MLPA was developed by Schouten JP et al. in 2002, and has become a rapidly growing technique used in clinical diagnosis for genetic diseases, such as Duchenne muscular dystrophy (DMD)/Becker muscular dystrophy (BMD), Lynch syndrome and multiple congenital anomalies (MCA)/mental retardation (MR). MLPA is a simple and rapid method for simultaneous quantification of up to 40 nucleic acid sequences in a single reaction. MLPA probe consists of two different oligonucleotides, each containing one of the PCR primer sequences as well as a sequence complementary to the target sequence. The two probe oligonucleotides hybridize to immediately adjacent target sequences. It is only when the two probe parts are both hybridized to their target sequence that they can be ligated to each other by a thermostable ligase. These ligated probes will be amplified exponentially during PCR reaction. The resulting PCR amplification products are subsequently separated by capillary gel electrophoresis. The number of probe ligation products of one probe depends on the number of target sequences in the sample. The DMD gene is located on Xp21 and the gene responsible for DMD/BMD. Large deletions of DMD gene are found in 60%, large duplications are 10%, and small mutations are 30% of the cases. Although the conventional multiplex PCR assay was developed for the genetic testing of the DMD gene, it could not detect large duplication because of its low quantitative performance. The MLPA assay can provide a simple and rapid method for the large deletion and duplication screening done in DMD/BMD patients.

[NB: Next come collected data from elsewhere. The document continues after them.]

Issue #5026, opened 2020-09-30
Allow overriding webhook namespaceSelector in helm chart


tustvold:
The current webhook configuration put in place by the helm charts has a namespaceSelector that is by default globally enabled

```
namespaceSelector:
    matchExpressions:
    - key: config.linkerd.io/admission-webhooks
      operator: NotIn
      values:
      - disabled
```

It was perhaps a rather niche situation, but whilst testing linkerd I managed to get a cluster into a chicken-and-egg situation where the admission controller wasn't running because there were no ready nodes for it to run on, but the nodes weren't becoming ready because the webhooks weren't disabled for the kube-system namespace, which meant creation of the CNI pods was blocked on the webhook, which wasn't running because none of the nodes were ready.

Whilst adding the annotation to the namespace and giving the CNI daemonset a poke resolved this situation, I'd rather explicitly enable the webhooks for specific namespaces. I am aware I may be alone in this, so I'd like to propose adding a variable to the helm chart to allow overriding the namespaceSelector used by the webhooks. I will shortly be submitting a PR doing this for your consideration.

For additional context AWS AppMesh is disabled by default - see [here](https://github.com/aws/eks-charts/blob/master/stable/appmesh-inject/templates/webhook.yaml#L23).

tustvold:
Closed by #5074

PR #5028, opened 2020-09-30
Expose namespaceSelector for admission webhooks in helm chart

tustvold:
Closes (#5026)


charts/linkerd2/templates/proxy-injector-rbac.yaml
```diff
@@ -83,11 +83,15 @@ metadata:
 webhooks:
 - name: linkerd-proxy-injector.linkerd.io
   namespaceSelector:
+    {{- if .Values.proxyInjector.namespaceSelector }}
```
grampelberg, line 86: Why not just set the default to the current value? That way there isn't an if/else statement.

grampelberg (commented):
Cool!

I'm a little surprised the tests are passing, @Pothulapati did we get rid of the golden file stuff?

grampelberg:
@drewwells does this solve your issues?

charts/linkerd2/templates/proxy-injector-rbac.yaml
tustvold: The original version did, but it caused the tests to fail :sweat_smile:

Pothulapati:
@grampelberg because this feature is opt-in? i.e the golden test files are not changed unless the `namespaceSelector` is specified?

charts/linkerd2/templates/proxy-injector-rbac.yaml
```diff
@@ -83,11 +83,15 @@ metadata:
...
+    {{- toYaml .Values.proxyInjector.namespaceSelector | trim | nindent 4 }}
```
Pothulapati, line 87: I did not run the PR yet, but As I can see `matchExpressions` already below, and from [the api](https://kubernetes.io/docs/reference/generated/kubernetes-api/v1.19/#labelselector-v1-meta) It seems like there is only one `matchExpression` allowed? :thinking:

tustvold: I'm not sure I follow? It is just a block where the user can override what is set by default? It's no different from how you might plumb in a resources block or a set of custom sidecar containers?

charts/linkerd2/templates/proxy-injector-rbac.yaml
vijaygos: Shouldn't this also have kube-system here by default?

charts/linkerd2/templates/sp-validator-rbac.yaml
```diff
@@ -71,11 +71,15 @@ metadata:
...
   namespaceSelector:
+    {{- if .Values.profileValidator.namespaceSelector }}
+    {{- toYaml .Values.profileValidator.namespaceSelector | trim | nindent 4 }}
+    {{- else }}
     matchExpressions:
     - key: config.linkerd.io/admission-webhooks
       operator: NotIn
       values:
       - disabled
+  {{- end }}
```
drewwells, line 82:
```suggestion
    {{- end }}
```

drewwells (approved):
This is a good start that doesnt change the default contract. Ultimately well want to change the defaults so linkerd can not break pod creation ie. kube-system

charts/linkerd2/templates/sp-validator-rbac.yaml
drewwells, line 82: It would be safer to exclude your own namespace too. Once the kube-apiserver webhooks are modified, it will expect tap service to respond to pod creation events.

```suggestion
    - key: name
      operator: NotIn
       values:
       - {{ .Release.Namespace }}
     {{- end }}
```

charts/linkerd2/templates/proxy-injector-rbac.yaml
zaharidichev: > Happy to change it back as it would be my preferred solution, but it may need changes beyond just to the helm chart

I think I would prefer the default values approach. Additional changes are fine.

zaharidichev (commented):
Thanks a lot for the pr!. As always adding some tests to verify the output is as expected is highly encouraged :)

charts/linkerd2/templates/sp-validator-rbac.yaml
tustvold: I'd agree with this change, I in fact want something even stronger, but should we get that in as a separate PR?

drewwells: That sounds good to me. We could use this PR as is without the namespace change

tustvold:
Rebased and added new golden test

grampelberg:
@zaharidichev mind checking this one out again? It'd be awesome if we could get it into this week's edge!

adleong (commented):
This looks good!  Thanks for the nice fix to `coerceToTree` to properly handle arrays.  

Looks like there's another merge conflict (sorry) to resolve.

zaharidichev:
@tustvold  this looks good to me as well. Do you mind resolving the conflict so we can get it into the next edge?

adleong:
In order to make sure this change gets into our next edge release, I've gone ahead and resolved the merge conflicts here: https://github.com/linkerd/linkerd2/pull/5074

adleong:
Thanks, @tustvold!  I resolved the conflicts and merged this in https://github.com/linkerd/linkerd2/pull/5074.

Biomarker development for personalized medicine using electrophoresis

Cancer is a genetically and clinically diverse disease, and patients with cancers of similar clinical stages often exhibit different responses to treatment. To develop optimized therapeutic strategies, improved characterization of cancer phenotypes has long been desired. Electrophoresis is a fundamental technique to separate and quantify various molecules, and it allows molecular profiling of tumor tissues and body fluids. By combining the molecular profiles of electrophoresis and clinicopathological data, it is possible to identify key molecules that regulate malignant features and influence clinical outcomes. Such molecules should be considered as biomarker candidates for the characterization of cancer cells. Since these molecules are likely to be involved in the molecular pathways for metastasis, recurrence, and resistance to treatments, they can also be used as therapeutic targets. With an aim to develop biomarkers for characterizing cancer phenotypes, we created global protein expression profiles by electrophoresis and attempted to identify proteins that influenced clinical outcomes. A novel electrophoresis method such as two-dimensional difference gel electrophoresis (2D-DIGE) enables quantitative, reproducible, sensitive, high throughput, and exhaustive global protein expression profiling. Using 2D-DIGE and a large scale clinical sample set with a detailed clinicopathological data set, we identified proteins that influenced metastasis after surgery and induced resistance to standard chemotherapy. Another approach to identify these proteins is by using antibodies, wherein protein expression profiles are created by western blotting using a large-scale antibody library. Hence, we conclude that electrophoresis is a powerful tool for developing cancer biomarkers.